В общем анализе мочи при выраженом геморрагическом синдроме может наблюдаться гематурия.

Исследование костного мозга: костный мозг является основным материалом для верификации диагноза. Миелоидная направленность бластов подветждается на основании следующих признаков:

• палочки Ауэра по данным световой микроскопии;

• по данным цитохимического исследования позитивная реакция на Судан черный В, миелопероксидазу, хлорацетатэстеразу или неспецифическую эстеразу;

• по данным проточной цитометрии идентифицируется эксрессия миелоидных антигенов на бластных клетках.

• стандартное цитогенетическое исследование и исследование методом FISH позволяет выявить маркеры благоприятного прогноза и прогностически неблагоприятные маркеры (моносомальный кариотип, t(9;11)/MLL, комплексные хромосомные абберации и др.). Около 50% пациентов имеют те или иные цитогенетические аномалии.

• молекулярно-генетическое исследование выявляет генетические аномалии, такие как FLT3, NMP1, KIT, CEBPA, MLL имеющие прогностическое значение и позволяющие проводить мониторинг минимальной остаточной болезни.
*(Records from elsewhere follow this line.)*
PR #3037, opened 2016-06-03
Add syntax highlighting for the Clean language

Alhadis:
A [language package](https://github.com/timjs/atom-language-clean) for the [Clean programming language](http://clean.cs.ru.nl/) was published to Atom.io earlier tonight. The package is in the hands of one of the language's maintainers, which makes it an obvious choice, even if the site already had highlighting for Clean (which it doesn't).


arfon:
:+1: this won't be live for another couple of weeks (when I next cut a gem)

PR #3038, opened 2016-06-04
Switch grammar used for reStructuredText highlighting

Alhadis:
Linguist currently uses [TextMate's bundle for reStructuredText](https://github.com/textmate/restructuredtext.tmbundle), which hasn't been updated in nearly 1.5 years. [The grammar](https://github.com/Lukasa/language-restructuredtext) I've recently submitted a few fixes to was converted from the same bundle, which inherited the same problems I addressed.

Admittedly, this isn't *too* much of a big deal, since GitHub renders reStructuredText files as full HTML. However, the errors are still visible in embedded rST:

```rst
.. code::

.. py:class:: Test
```
That particular example was taken from [an issue](https://github.com/Lukasa/language-restructuredtext/issues/13) submitted to the package's repo.

As for the specific improvements over TextMate's grammar, well, the majority of them can be reviewed in pull requests I submitted:
* Lukasa/language-restructuredtext#41
* Lukasa/language-restructuredtext#38


Alhadis:
@arfon I think something's wrong with Travis...

Again.

pchaigno:
@Alhadis You also need to remove the submodule from `vendor/grammars/restructuredtext.tmbundle` ;)

Alhadis:
The hell? I swear I must've shot that thing like THREE times, and it keeps coming back. :|

pchaigno:
I usually follow [these steps to remove a submodule completely](http://stackoverflow.com/a/1260982).

Alhadis:
Ah thanks! That'll come in handy. :D

Also, I must've missed this line in the build feedback:
```
No submodule mapping found in .gitmodules for path 'vendor/grammars/restructuredtext.tmbundle'
```
My bad. On it.

Alhadis:
Okay, done. It's weird that error didn't show up in the tests I ran locally, though.

I'm wondering if there should be a tool in the `script` path to remove/change grammars easily. Similar to how we have `script/convert-grammars`.

arfon:
> I'm wondering if there should be a tool in the script path to remove/change grammars easily. Similar to how we have `script/convert-grammars`.

That would be pretty great 💖

Alhadis:
Heh, when I think about it, each of the steps for adding a new grammar could be handled with a single tool. It's slightly precarious to pass the name of the grammar file on command-line, and it could be lifted from the repository in question.

arfon:
Yeah that makes sense.

PR #3039, opened 2016-06-05
Update POV-Ray Scene Description Language grammar.

c-lipka:


Alhadis:
This is done automatically with every release of Linguist.

arfon:
> This is done automatically with every release of Linguist.

Yep, we pick these up automatically.

PR #3223, opened 2016-09-15
Swap grammar used for Vimscript highlighting

Alhadis:
[You guys know the drill](https://github.com/Alhadis/linguist/commit/dad3331600ccc6f72faf64dcc33053db44d01eba).

This grammar wasn't mine to begin with, BTW... it was transferred to me by its author, who originally ported it from a TextMate bundle (which is also what the current grammar was derived from, I believe).

I also [wrote a script](https://github.com/Alhadis/language-viml/blob/master/tools/update-keywords.js) to keep the grammar updated with keywords pulled from Vim's [own syntax file](https://github.com/vim/vim/blob/master/runtime/syntax/vim.vim) for Vimscript. So it'll stay nice and updated. =)

**Files depicted in preview:**
- [Images 1-2](https://github-lightshow.herokuapp.com/?utf8=%E2%9C%93&scope=from-url&grammar_url=http%3A%2F%2Fpastebin.com%2Fraw%2FW5nEtzWm&grammar_text=&code_source=from-url&code_url=https%3A%2F%2Fgithub.com%2Fvim%2Fvim%2Fblob%2Fmaster%2Fruntime%2Fsyntax%2Fvim.vim&code=)
- [Image 3](https://github-lightshow.herokuapp.com/?utf8=%E2%9C%93&scope=from-url&grammar_url=http%3A%2F%2Fpastebin.com%2Fraw%2FW5nEtzWm&grammar_text=&code_source=from-url&code_url=https%3A%2F%2Fgithub.com%2Faltercation%2Fsolarized%2Fblob%2Fmaster%2Fvim-colors-solarized%2Fautoload%2Ftogglebg.vim&code=)

PR #3248, opened 2016-09-25
Remove VimL grammar from whitelist

pchaigno:
Since @Alhadis changed the VimL grammar for a new grammar with an MIT license (#3223), the "whitelisting" is not necessary anymore.


pchaigno:
This change was included in #3251.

Инструментальные исследования - проводятся для исключения синдромосходных заболеваний и диагностики осложнений.

УЗИ органов брюшной полости - выявление увеличения размеров печени, селезенки;

Бронхоскопия - оценка состояния слизистой оболочки трахеи, бронхов, обнаружение источника кровотечения;

КТ органов грудной клетки - выявление инфильтративных изменений легочной ткани;

ЭКГ - выявление нарушения проводимости импульсов в сердечной мышце;

ЭхоКГ - оценка функционального состояния сердечной мыщцы;

ФГДС - оценка состояния слизистой оболочки пищевода, желудка, двенадцатиперстной кишки, обнаружение источника кровотечения.

Проявления хронического миелолейкоза

Симптомы хронической фазы:

Вначале симптомы могут полностью отсутствовать, либо они выражены настолько слабо, что больной не придает им особого значения, списывает на постоянное переутомление. Заболевание выявляется случайно, во время очередной сдачи общего анализа крови.

Нарушение общего состояния: слабость и недомогание, постепенная потеря веса, снижение аппетита, повышенная потливость по ночам.

Признаки, обусловленные увеличением размеров селезенки: во время приема пищи больной быстро наедается, боли в левой части живота, наличие опухолевидного образования, которое можно прощупать.

Более редкие симптомы хронической фазы миелолейкоза:

Признаки, связанные с нарушением функции тромбоцитов и белых кровяных телец: различные кровотечения либо, напротив, образование тромбов.

Признаки, связанные с повышением количества тромбоцитов и, как следствие, повышением свертываемости крови: нарушение кровообращения в головном мозге (головные боли, головокружения, снижение памяти, внимания и пр.), инфаркт миокарда, нарушение зрения, одышка.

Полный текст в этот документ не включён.